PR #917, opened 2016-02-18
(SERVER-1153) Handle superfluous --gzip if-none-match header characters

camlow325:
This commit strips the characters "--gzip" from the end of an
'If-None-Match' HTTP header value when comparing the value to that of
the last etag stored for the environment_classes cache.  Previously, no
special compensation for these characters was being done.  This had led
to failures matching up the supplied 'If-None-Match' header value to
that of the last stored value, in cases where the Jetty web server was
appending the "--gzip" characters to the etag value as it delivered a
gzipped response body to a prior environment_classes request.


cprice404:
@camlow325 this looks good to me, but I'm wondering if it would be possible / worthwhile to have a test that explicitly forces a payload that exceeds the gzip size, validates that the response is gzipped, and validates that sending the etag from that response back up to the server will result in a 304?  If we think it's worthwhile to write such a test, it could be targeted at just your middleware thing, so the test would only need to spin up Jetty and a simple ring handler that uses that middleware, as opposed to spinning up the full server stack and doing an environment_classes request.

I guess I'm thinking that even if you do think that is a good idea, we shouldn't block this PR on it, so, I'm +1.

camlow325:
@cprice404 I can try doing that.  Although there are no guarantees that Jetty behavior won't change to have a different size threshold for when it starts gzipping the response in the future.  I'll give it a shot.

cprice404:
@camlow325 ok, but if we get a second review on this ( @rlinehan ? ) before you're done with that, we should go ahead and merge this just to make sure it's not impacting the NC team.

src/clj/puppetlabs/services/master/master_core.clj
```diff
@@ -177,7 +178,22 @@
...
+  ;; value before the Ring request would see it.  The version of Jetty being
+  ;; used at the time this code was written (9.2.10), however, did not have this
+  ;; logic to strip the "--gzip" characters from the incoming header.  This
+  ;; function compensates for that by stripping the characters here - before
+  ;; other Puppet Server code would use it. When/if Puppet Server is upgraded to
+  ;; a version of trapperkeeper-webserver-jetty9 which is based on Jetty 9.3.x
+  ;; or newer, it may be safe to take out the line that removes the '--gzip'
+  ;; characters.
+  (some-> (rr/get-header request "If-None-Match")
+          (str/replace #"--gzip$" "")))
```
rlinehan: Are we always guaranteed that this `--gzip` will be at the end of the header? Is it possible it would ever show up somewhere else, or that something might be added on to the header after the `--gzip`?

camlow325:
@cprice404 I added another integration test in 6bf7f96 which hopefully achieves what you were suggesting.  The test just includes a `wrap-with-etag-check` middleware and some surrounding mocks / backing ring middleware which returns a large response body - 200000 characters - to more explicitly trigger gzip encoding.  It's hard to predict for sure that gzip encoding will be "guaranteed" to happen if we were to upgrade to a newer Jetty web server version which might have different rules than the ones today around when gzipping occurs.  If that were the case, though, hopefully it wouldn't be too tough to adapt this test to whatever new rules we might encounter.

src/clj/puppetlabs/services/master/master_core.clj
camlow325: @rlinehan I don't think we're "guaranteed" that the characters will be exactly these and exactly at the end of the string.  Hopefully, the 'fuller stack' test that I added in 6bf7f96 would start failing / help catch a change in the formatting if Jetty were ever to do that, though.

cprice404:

* The problem:
Copy every line from the material in which the word "have" can be found.

* Solution for this task:
@camlow325 this looks good to me, but I'm wondering if it would be possible / worthwhile to have a test that explicitly forces a payload that exceeds the gzip size, validates that the response is gzipped, and validates that sending the etag from that response back up to the server will result in a 304?  If we think it's worthwhile to write such a test, it could be targeted at just your middleware thing, so the test would only need to spin up Jetty and a simple ring handler that uses that middleware, as opposed to spinning up the full server stack and doing an environment_classes request.
@cprice404 I can try doing that.  Although there are no guarantees that Jetty behavior won't change to have a different size threshold for when it starts gzipping the response in the future.  I'll give it a shot.
+  ;; used at the time this code was written (9.2.10), however, did not have this
@cprice404 I added another integration test in 6bf7f96 which hopefully achieves what you were suggesting.  The test just includes a `wrap-with-etag-check` middleware and some surrounding mocks / backing ring middleware which returns a large response body - 200000 characters - to more explicitly trigger gzip encoding.  It's hard to predict for sure that gzip encoding will be "guaranteed" to happen if we were to upgrade to a newer Jetty web server version which might have different rules than the ones today around when gzipping occurs.  If that were the case, though, hopefully it wouldn't be too tough to adapt this test to whatever new rules we might encounter.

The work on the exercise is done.